Exercise directions. Copy out the listing exactly.

Entries shown.
☆ ☆ ☆ ☆

PR #7620, opened 2024-05-16
[WIP] Support for Python 3.13

pmisik:
Work in progress to see what needs to be fixed to be compatible with future Python 3.13.

## Contributor Checklist:

### DIFF
--- a/.bbtravis.yml
+++ b/.bbtravis.yml
@@ -44,6 +44,7 @@ matrix:
     - env: PYTHON=3.10 TWISTED=latest SQLALCHEMY=latest NUM_CPU=2 TESTS=trial
     - env: PYTHON=3.11 TWISTED=latest SQLALCHEMY=latest NUM_CPU=2 TESTS=trial
     - env: PYTHON=3.12 TWISTED=latest SQLALCHEMY=latest NUM_CPU=2 TESTS=trial
+    - env: PYTHON=3.13 TWISTED=latest SQLALCHEMY=latest NUM_CPU=2 TESTS=trial
 
     - env: PYTHON=3.9 TWISTED=latest SQLALCHEMY=latest NUM_CPU=2 TESTS=dev_virtualenv
 
--- a/.github/workflows/ci.yml
+++ b/.github/workflows/ci.yml
@@ -16,7 +16,7 @@ jobs:
     strategy:
       fail-fast: false
       matrix:
-        python-version: ["3.8", "3.9", "3.10", "3.11", "3.12"]
+        python-version: ["3.8", "3.9", "3.10", "3.11", "3.12", "3.13"]
 
     env:
       # Needed to ignore specific warns, otherwise, it'll warn a generic message
--- a/master/setup.py
+++ b/master/setup.py
@@ -135,6 +135,7 @@ setup_args = {
         'Programming Language :: Python :: 3.10',
         'Programming Language :: Python :: 3.11',
         'Programming Language :: Python :: 3.12',
+        'Programming Language :: Python :: 3.13',
     ],
     'packages': [
         "buildbot",
--- a/worker/setup.py
+++ b/worker/setup.py
@@ -90,6 +90,7 @@ setup_args = {
         'Programming Language :: Python :: 3.10',
         'Programming Language :: Python :: 3.11',
         'Programming Language :: Python :: 3.12',
+        'Programming Language :: Python :: 3.13',
     ],
     'packages': [
         "buildbot_worker",


yan12125:
The first CI error seems related to a Pillow issue: https://github.com/python-pillow/Pillow/pull/8050

I also got erros in other dependencies: cffi, greenlet, ruamel.yaml.clib, scandir. A tracking issue may be worthwhile for those dependencies.

pmisik:
> A tracking issue may be worthwhile for those dependencies.

Tracking issue https://github.com/buildbot/buildbot/issues/7631

yan12125:
For Pillow, the relevant pull request is merged, and the `exec` branch is gone. Thus, `git+https://github.com/radarhere/Pillow.git@exec` can be replaced with `git+https://github.com/python-pillow/Pillow.git`.

pmisik:
> For Pillow, the relevant pull request is merged, and the exec branch is gone. Thus, git+https://github.com/radarhere/>Pillow.git@exec can be replaced with git+https://github.com/python-pillow/Pillow.git.

@yan12125  thanks for hit.
I've applied change.

Based on pillow issue tracker it seems we might expect release of compatible pillow package around July 1, 2024 https://github.com/python-pillow/Pillow/issues/8076

pmisik:
I've removed changes regarding to pillow as 10.4.0 was released and was recently merged to master.
I've also rebased this PR.

yan12125:
Hi, could you consider extracting changes related to `cgi` as a separate pull request? Adding Python 3.13 support for non-Windows first will be great.

master/buildbot/www/rest.py
```diff
@@ -61,7 +61,7 @@ def __init__(self, contenttype):
         self.typeheader = contenttype
 
     def gettype(self):
-        mimetype, _ = cgi.parse_header(bytes2unicode(self.typeheader))
+        mimetype, _ = parse_header(bytes2unicode(self.typeheader))
```
tdesveaux, line 64: Looks like this could simply be replaced with
```python
if self.typeheader is None:
    return None
return bytes2unicode(self.typeheader).split(';', 1)[0]
```

[ref](https://developer.mozilla.org/en-US/docs/Web/HTTP/Headers/Content-Type#syntax)

pmisik:
Does anybody have an idea why `buildbot.test.unit.db.test_logs.TestFakeDB.test_addLog_getLog` fails with Python 3.13?
I tried to understand it but I failed.
I did not find any reason why it fails.
I admit that python is not my primary language, so my report may be inappropriate.

tdesveaux:
> Does anybody have an idea why `buildbot.test.unit.db.test_logs.TestFakeDB.test_addLog_getLog` fails with Python 3.13? I tried to understand it but I failed. I did not find any reason why it fails. I admit that python is not my primary language, so my report may be inappropriate.

Managed to reproduce (although it's flaky).
I suspect the issue is with this: https://github.com/buildbot/buildbot/blob/master/master/buildbot/test/fake/fakemaster.py#L165

`setServiceParent` is a deferred which is not awaited. I'll take a stab at patching `make_master` to make it await it (and everywhere it's called...).

Still, did not yet looked into it more, but a bit confused as to why only the FakeDB tests fail (specifically, only the `test_logs` one until now). Didn't see where a sqlite connection is made in them either.

tdesveaux:
#8103 should fix the test issue

p12tic:
@tdesveaux 

> I'll take a stab at patching make_master to make it await it (and everywhere it's called...).

Sorry for noticing this only now - I have the fix already implemented in a local checkout. Will create PRs sometime next week.

tdesveaux:
> Sorry for noticing this only now - I have the fix already implemented in a local checkout. Will create PRs sometime next week.

Oh, no worries, I forgot about this.
The real issue for this PR was unrelated (PR mentioned above).

pmisik:
@p12tic 
Could you please have a look at https://github.com/buildbot/metabbotcfg/pull/159?
I hope this is last issue to solve Buildbot compatibility with Python 3.13.
It seems it work on Windows now.
We need to be confident it works on Linux as well.

p12tic:
```
Error: 
  File "C:\hostedtoolcache\windows\Python\3.13.0\x64\Lib\site-packages\twisted\trial\_synctest.py", line 1071, in run
    warnings.warn_explicit(**w)
builtins.ResourceWarning: unclosed database in <sqlite3.Connection object at 0x0000028AB5C6AE30>

buildbot.test.unit.changes.test_hgpoller.TestHgPollerBranches.test_poll_regular
```

Amazing. This warning will allow us to track a number of race conditions due to unclosed databases.

p12tic (approved):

☆ ☆ ☆ ☆

Answer space.
PR #7620, opened 2024-05-16
[WIP] Support for Python 3.13

pmisik:
Work in progress to see what needs to be fixed to be compatible with future Python 3.13.

## Contributor Checklist:

### DIFF
--- a/.bbtravis.yml
+++ b/.bbtravis.yml
@@ -44,6 +44,7 @@ matrix:
     - env: PYTHON=3.10 TWISTED=latest SQLALCHEMY=latest NUM_CPU=2 TESTS=trial
     - env: PYTHON=3.11 TWISTED=latest SQLALCHEMY=latest NUM_CPU=2 TESTS=trial
     - env: PYTHON=3.12 TWISTED=latest SQLALCHEMY=latest NUM_CPU=2 TESTS=trial
+    - env: PYTHON=3.13 TWISTED=latest SQLALCHEMY=latest NUM_CPU=2 TESTS=trial
 
     - env: PYTHON=3.9 TWISTED=latest SQLALCHEMY=latest NUM_CPU=2 TESTS=dev_virtualenv
 
--- a/.github/workflows/ci.yml
+++ b/.github/workflows/ci.yml
@@ -16,7 +16,7 @@ jobs:
     strategy:
       fail-fast: false
       matrix:
-        python-version: ["3.8", "3.9", "3.10", "3.11", "3.12"]
+        python-version: ["3.8", "3.9", "3.10", "3.11", "3.12", "3.13"]
 
     env:
       # Needed to ignore specific warns, otherwise, it'll warn a generic message
--- a/master/setup.py
+++ b/master/setup.py
@@ -135,6 +135,7 @@ setup_args = {
         'Programming Language :: Python :: 3.10',
         'Programming Language :: Python :: 3.11',
         'Programming Language :: Python :: 3.12',
+        'Programming Language :: Python :: 3.13',
     ],
     'packages': [
         "buildbot",
--- a/worker/setup.py
+++ b/worker/setup.py
@@ -90,6 +90,7 @@ setup_args = {
         'Programming Language :: Python :: 3.10',
         'Programming Language :: Python :: 3.11',
         'Programming Language :: Python :: 3.12',
+        'Programming Language :: Python :: 3.13',
     ],
     'packages': [
         "buildbot_worker",


yan12125:
The first CI error seems related to a Pillow issue: https://github.com/python-pillow/Pillow/pull/8050

I also got erros in other dependencies: cffi, greenlet, ruamel.yaml.clib, scandir. A tracking issue may be worthwhile for those dependencies.

pmisik:
> A tracking issue may be worthwhile for those dependencies.

Tracking issue https://github.com/buildbot/buildbot/issues/7631

yan12125:
For Pillow, the relevant pull request is merged, and the `exec` branch is gone. Thus, `git+https://github.com/radarhere/Pillow.git@exec` can be replaced with `git+https://github.com/python-pillow/Pillow.git`.

pmisik:
> For Pillow, the relevant pull request is merged, and the exec branch is gone. Thus, git+https://github.com/radarhere/>Pillow.git@exec can be replaced with git+https://github.com/python-pillow/Pillow.git.

@yan12125  thanks for hit.
I've applied change.

Based on pillow issue tracker it seems we might expect release of compatible pillow package around July 1, 2024 https://github.com/python-pillow/Pillow/issues/8076

pmisik:
I've removed changes regarding to pillow as 10.4.0 was released and was recently merged to master.
I've also rebased this PR.

yan12125:
Hi, could you consider extracting changes related to `cgi` as a separate pull request? Adding Python 3.13 support for non-Windows first will be great.

master/buildbot/www/rest.py
```diff
@@ -61,7 +61,7 @@ def __init__(self, contenttype):
         self.typeheader = contenttype
 
     def gettype(self):
-        mimetype, _ = cgi.parse_header(bytes2unicode(self.typeheader))
+        mimetype, _ = parse_header(bytes2unicode(self.typeheader))
```
tdesveaux, line 64: Looks like this could simply be replaced with
```python
if self.typeheader is None:
    return None
return bytes2unicode(self.typeheader).split(';', 1)[0]
```

[ref](https://developer.mozilla.org/en-US/docs/Web/HTTP/Headers/Content-Type#syntax)

pmisik:
Does anybody have an idea why `buildbot.test.unit.db.test_logs.TestFakeDB.test_addLog_getLog` fails with Python 3.13?
I tried to understand it but I failed.
I did not find any reason why it fails.
I admit that python is not my primary language, so my report may be inappropriate.

tdesveaux:
> Does anybody have an idea why `buildbot.test.unit.db.test_logs.TestFakeDB.test_addLog_getLog` fails with Python 3.13? I tried to understand it but I failed. I did not find any reason why it fails. I admit that python is not my primary language, so my report may be inappropriate.

Managed to reproduce (although it's flaky).
I suspect the issue is with this: https://github.com/buildbot/buildbot/blob/master/master/buildbot/test/fake/fakemaster.py#L165

`setServiceParent` is a deferred which is not awaited. I'll take a stab at patching `make_master` to make it await it (and everywhere it's called...).

Still, did not yet looked into it more, but a bit confused as to why only the FakeDB tests fail (specifically, only the `test_logs` one until now). Didn't see where a sqlite connection is made in them either.

tdesveaux:
#8103 should fix the test issue

p12tic:
@tdesveaux 

> I'll take a stab at patching make_master to make it await it (and everywhere it's called...).

Sorry for noticing this only now - I have the fix already implemented in a local checkout. Will create PRs sometime next week.

tdesveaux:
> Sorry for noticing this only now - I have the fix already implemented in a local checkout. Will create PRs sometime next week.

Oh, no worries, I forgot about this.
The real issue for this PR was unrelated (PR mentioned above).

pmisik:
@p12tic 
Could you please have a look at https://github.com/buildbot/metabbotcfg/pull/159?
I hope this is last issue to solve Buildbot compatibility with Python 3.13.
It seems it work on Windows now.
We need to be confident it works on Linux as well.

p12tic:
```
Error: 
  File "C:\hostedtoolcache\windows\Python\3.13.0\x64\Lib\site-packages\twisted\trial\_synctest.py", line 1071, in run
    warnings.warn_explicit(**w)
builtins.ResourceWarning: unclosed database in <sqlite3.Connection object at 0x0000028AB5C6AE30>

buildbot.test.unit.changes.test_hgpoller.TestHgPollerBranches.test_poll_regular
```

Amazing. This warning will allow us to track a number of race conditions due to unclosed databases.

p12tic (approved):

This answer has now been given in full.